The final CLR data of sponge study, AD study and HD study contain 32 samples and 24 OTUs, 75 samples and 231 OTUs, 13 samples and 368 OTUs, respectively as described in Table 1.

Bibliography

Sacristán-Soriano, Oriol, Bernard Banaigs, Emilio O Casamayor, and Mikel A Becerro. 2011. “Exploring the Links Between Natural Products and Bacterial Assemblages in the Sponge Aplysina Aerophoba.” Applied and Environmental Microbiology 77 (3). Am Soc Microbiol: 862–70.

Chapleur, Olivier, Céline Madigou, Raphaël Civade, Yohan Rodolphe, Laurent Mazéas, and Théodore Bouchez. 2016. “Increasing Concentrations of Phenol Progressively Affect Anaerobic Digestion of Cellulose and Associated Microbial Communities.” Biodegradation 27 (1).

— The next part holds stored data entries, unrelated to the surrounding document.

PR #613, opened 2021-03-04
Fixes #30248 - upgrade vendor to v8

MariaAga:
opened to replace: https://github.com/theforeman/foreman-tasks/pull/567
Tested the plugin and it works fine for me

### DIFF
--- a/package.json
+++ b/package.json
@@ -23,7 +23,7 @@
     "url": "http://projects.theforeman.org/projects/foreman-tasks/issues"
   },
   "peerDependencies": {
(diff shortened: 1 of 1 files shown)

Springer: 15–27.

Kong, Geraldine, Kim-Anh Lê Cao, Louise M Judd, ShanShan Li, Thibault Renoir, and Anthony J Hannan. 2018. “Microbiome Profiling Reveals Gut Dysbiosis in a Transgenic Mouse Model of Huntington’s Disease.” Neurobiology of Disease. Elsevier.

Arumugam, Manimozhiyan, Jeroen Raes, Eric Pelletier, Denis Le Paslier, Takuji Yamada, Daniel R Mende, Gabriel R Fernandes, et al. 2011. “Enterotypes of the Human Gut Microbiome.” Nature 473 (7346). Nature Publishing Group: 174.

Aitchison, John. 1986. The Statistical Analysis of Compositional Data. Chapman; Hall London.